I can hear a conversation behind me, but it’s in another language, one that I don’t understand. The light for today is fading in the west, cooling everything and more as evening approaches.

The supermarket was packed with the usual Saturday animals. All young, buying cases of Corona in anticipation of a raucous evening. An employee shopping on her day off had the cashier very exasperated to the point where the cashier was saying ‘What are you? Stupid?’ Then she’d look at me as if to agree with her.

I showed indifference. I was in no rush and found the cashier’s meltdown amusing. She was rude to me a few weeks before. She probably needs a vacation or a new vocation.

And I continue on my search for a new venue for employment. On Thursday, I had an interview with a staffing agency which meant, meet Mrs. A, who will introduce me to Mrs. B and then Mrs. C.

They all agreed that I looked Polished. Of course having a copy of Nowy Dziennik under my arm probably helped. And Mrs. A liked my speaking voice, which was a first. I thought she was going to offer me voice over work, but it was more to hear what I sounded like over the phone.

I try to remain upbeat in my outlook. The old me that thought I was the perfect person and most likely the only one that saw the ad is fading fast and reality sets in. These staffing agencies post an ad and cast a net, catching fish like me, flipping and flopping.
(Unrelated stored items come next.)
PR #525, opened 2025-02-05
Changes to pointer masking

LawrenceEsswood:
Change interaction with pointer masking to suggest that it should affect both bounds decode and checks.

### DIFF
--- a/src/ptrmask-integration.adoc
+++ b/src/ptrmask-integration.adoc
@@ -4,6 +4,10 @@
 The pointer masking extensions Smmpm, Smnpm, SSnpm, Sspm and Supm are compatible with both {cheri_base_ext_name} and {cheri_default_ext_name}.
 Whenever pointer masking is enabled, all bounds decoding and bounds checks are affected.
 
+NOTE: The suggestion in this section is based on the pointer masking approach from Morello but with changes
+to sign extension and to address the dynamic nature of bit masking.
+Further evaluation on RISCV, especially for {cheri_cap_mode_name}, is still required.
+
 When bounds are <<section_cap_encoding,encoded or decoded>>, a masked but _not_ sign extended address is used.
 Changing how many bits are masked can therefore change the interpretation of the bounds of a capability,
 both for the purpose of implicit accesses via bounds checks and any instructions that report the bounds of a capability.
@@ -14,6 +18,7 @@ it is not invalid to have a capability that covers a longer range than could be 
 (such as one that covers the entire MXLEN address space).
 For the <<section_cap_representable_check, representable range check>>, both the original and new address
 are masked.
+Bounds setting instructions also mask the address in the same way.
 
 NOTE: Because dynamically changing the number of masked bits changes the interpretation of a capability,
 software must take the same care when sharing capabilities between address spaces with differing pointer masking
@@ -21,4 +26,4 @@ as it generally must when sharing capabilities between address spaces with diffe
 
 Any address that is checked against a capability (whether via loads/stores in {cheri_int_mode_name} or {cheri_cap_mode_name}),
 is also first subject to the same masking as bounds decode (masking without extension).
-After any CHERI operations, the final access address is still subject to sign extension as normal.
+After any CHERI operations, the final access address is still subject to as much sign extension as the masking extensions mandate.
--- a/src/ptrmask-integration.adoc
+++ b/src/ptrmask-integration.adoc
@@ -1,18 +1,24 @@
 [#section_pointer_masking_integration]
 == Integrating {cheri_base_ext_name} and {cheri_default_ext_name} with Pointer Masking
 
-The pointer masking extensions Smmpm, Smnpm, SSnpm, Sspm and Supm are compatible with {cheri_default_ext_name}.
+The pointer masking extensions Smmpm, Smnpm, SSnpm, Sspm and Supm are compatible with both {cheri_base_ext_name} and {cheri_default_ext_name}.
+Whenever pointer masking is enabled, all bounds decoding and bounds checks are affected.
 
-For instructions using integer addresses (e.g. loads/stores in {cheri_int_mode_name}), they
-are interpreted as being XLEN-wide, and may be subject to pointer masking.
-All data accesses are checked against <<ddc>> which is unaffected by
-pointer masking. Therefore no capability bounds encoding is affected.
+When bounds are <<section_cap_encoding,encoded or decoded>>, a masked but _not_ sign extended address is used.
+Changing how many bits are masked can therefore change the interpretation of the bounds of a capability,
+both for the purpose of implicit accesses via bounds checks and any instructions that report the bounds of a capability.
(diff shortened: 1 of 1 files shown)


src/ptrmask-integration.adoc
```diff
@@ -1,18 +1,24 @@
...
-The pointer masking extensions Smmpm, Smnpm, SSnpm, Sspm and Supm are compatible with {cheri_default_ext_name}.
+The pointer masking extensions Smmpm, Smnpm, SSnpm, Sspm and Supm are compatible with both {cheri_base_ext_name} and {cheri_default_ext_name}.
+Whenever pointer masking is enabled, all bounds decoding and bounds checks are affected.
 
-For instructions using integer addresses (e.g. loads/stores in {cheri_int_mode_name}), they
-are interpreted as being XLEN-wide, and may be subject to pointer masking.
-All data accesses are checked against <<ddc>> which is unaffected by
-pointer masking. Therefore no capability bounds encoding is affected.
+When bounds are <<section_cap_encoding,encoded or decoded>>, a masked but _not_ sign extended address is used.
+Changing how many bits are masked can therefore change the interpretation of the bounds of a capability,
```
jrtc27, line 8: Well, this is the problem, and why we didn't choose this scheme.

arichardson: We could argue that changing translation scheme (or page table base) already changes interpretation of all capability and therefore changing the number of masked bits is essentially the same thing. Both operations require ASR, so hopefully only an issue for privileged code.

src/ptrmask-integration.adoc
```diff
@@ -1,18 +1,24 @@
...
+software must take the same care when sharing capabilities between address spaces with differing pointer masking
+as it generally must when sharing capabilities between address spaces with different page mappings.
 
-NOTE: This scheme doesn't seem very useful, but the problem is the dynamic configuration
- of pointer masking which can arbitrarily update the meaning of the address within the capability,
- so the full address field must be used to calculate bounds.
- There is future work required to determine a more useful way of applying pointer masking to capabilities.
+Any address that is checked against a capability (whether via loads/stores in {cheri_int_mode_name} or {cheri_cap_mode_name}),
+is also first subject to the same masking as bounds decode (masking without extension).
+After any CHERI operations, the final access address is still subject to sign extension as normal.
```
arichardson, line 24: This is only true of pointer masking is on? Otherwise there is no sign extension.

src/ptrmask-integration.adoc
LawrenceEsswood: Is it actually a problem though?

Masking high bits of pointers is equivalent to just repeating entries in the top level page table, and so is just an implicit modification to an address space. Changing the address space and then trying to use the same capabilities has always been a silly thing for software to do, this is no different.

The only issue that is left is the practicality of doing this in hardware. i.e., can we squeeze an extra mux on address in, and resolve pipeline hazards. Loads/stores _already_ had hazards on changing the number of masked bits.

src/ptrmask-integration.adoc
LawrenceEsswood: Well, masking and sign extension of all no masked bits. We can frame this as either no extension, or sign extension of all masked bits (which can be none).

src/ptrmask-integration.adoc
jrtc27: Changing the page tables does not cause the actual GCFOO to change what they report. Nor did the previous text. This now does. And aside from that, doesn't this mean that some valid capabilities become illegal encodings with base < top? And on top of that, masking the address for bounds decoding doesn't do anything to deal with B and T with a large exponent (when viewing it as positive, rather than negative as it effectively is in the spec).

LawrenceEsswood: Agreed on changes to GCFOO. Not sure if that poses a problem. Software that was manually comparing bounds has to deal with masking in any case. There are admittedly new hazards.

> masking the address for bounds decoding doesn't do anything to deal with B and T with a large exponent

Agreed, and this would cause a fault, and I don't think it matters. Having a capability that has bounds covering _only_ an address range not addressable with TBI, and then trying to access it with TBI on,  is a clear case of software mismanagement of capabilities. A trap is fine, if not desirable. If found, unsealed, in a context with masked bits, all capabilities should really be allocated in either the top or bottom of the address space, or possibly the whole space or some large portion of it.

> doesn't this mean that some valid capabilities become illegal encodings with base < top.

Hmm, possibly I overlook something. I had reckoned that taking a capability covering somewhere in the middle of the address space with no mask into a space mask would change cb / ct. I didn't think it would matter _what_ bounds it would end up having (because it is a clear sign of software mismanagement, as it was with large T and B). As long as top >= base, and base wouldn't go under 0, or top over 2^XLEN.

With 

```
top:    t = { {1'b0, a[MXLEN - 1:E + MW]} + ct, T[MW - 1:0], {E{1'b0}} }
base:   b = {        a[MXLEN - 1:E + MW]  + cb, B[MW - 1:0], {E{1'b0}} }
```

And ct/cb being between +1/-1, there is no way to get base > top without underflow of base.

top would not get larger for zero-ing more bits of a.

For arguing it cannot cause base to underflow: to do that, you would need B=0. Thus, B < R, so cb could not be -1. I think its safe.

LawrenceEsswood: I have made a mistake there.

Underflow does not require B=0, it would require a[MXLEN - 1:E + MW]=0. Which can happen.

Possibly then, yes, this can cause `cb=-1` with  `a[MXLEN - 1:E + MW]=0` (only in the case the OS has done something wrong), so then either a clamp is needed, or we have to treat that as an invalid capability.

That is sad, as previously there was not a way of architecturally getting invalid bounds without memory error.

src/ptrmask-integration.adoc
LawrenceEsswood: I've been clear that only as much sign extension as the base spec requires is done here.

src/ptrmask-integration.adoc
```diff
@@ -1,18 +1,29 @@
...
-for bounds calculation. When pointer masking is enabled, the dereferenced address has the masked bits replaced by sign
-extension before the bounds check.
+When bounds are <<section_cap_encoding,encoded or decoded>>, a masked but _not_ sign extended address is used.
+Changing how many bits are masked can therefore change the interpretation of the bounds of a capability,
+both for the purpose of implicit accesses via bounds checks and any instructions that report the bounds of a capability.
+Apart from treating high address bits as 0, there are no other changes to bounds decode,
+which are still based on MXLEN, not the new effectively addressable space.
+That is, the maximum length of a capability does not change, and
+it is not invalid to have a capability that covers a longer range than could be actually be addressed with pointer masking enabled.
+(such as one that covers the entire MXLEN address space).
```
arichardson, line 18:
```suggestion
it is not invalid to have a capability that covers a longer range than could be actually be addressed with pointer masking enabled (such as one that covers the entire MXLEN address space).
```

arichardson (approved):
This matches what was discussed.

I ought to know. I used to work at an agency. Send in a resume for one job and they’ll supposedly sign you up and look out for jobs. And with the economy being shit, there’s a lot of competition. I have the luxury of having a job while I search. I’ve been on the other side, having no job and fired up with desperation.

Sometimes I get a bit cheeky. When explaining what was happening at work to Mrs A. I mentioned that the company was partnered with the National Bank of Wishful Thinking and they were taking over. I told here that the writing was on the wall and it was in French. She laughed.

One time about a dozen years ago, I tried to get a job on Hudson Street in Hoboken. It was in a brownstone next to St. Peter and Paul School. It was a small company in one of the apartment/offices. I was buzzed in and sat next to my interviewer. She was on a personal call and I sat there looking straight ahead. Sitting next to her desk I couldn’t help but hear her call.

“I can’t believe I forgot Dad’s birthday. I mean, I never forget. What am I going to do?” and so on. After a few minutes of that she got off the phone, and started interviewing me. The usual questions, what did you do here, what did you do there. She then asked my, “Why should we hire you?” Not skipping a beat, I said I’d make sure she’d never forget her father’s birthday again.

I didn’t get the job. She must’ve really hated her father.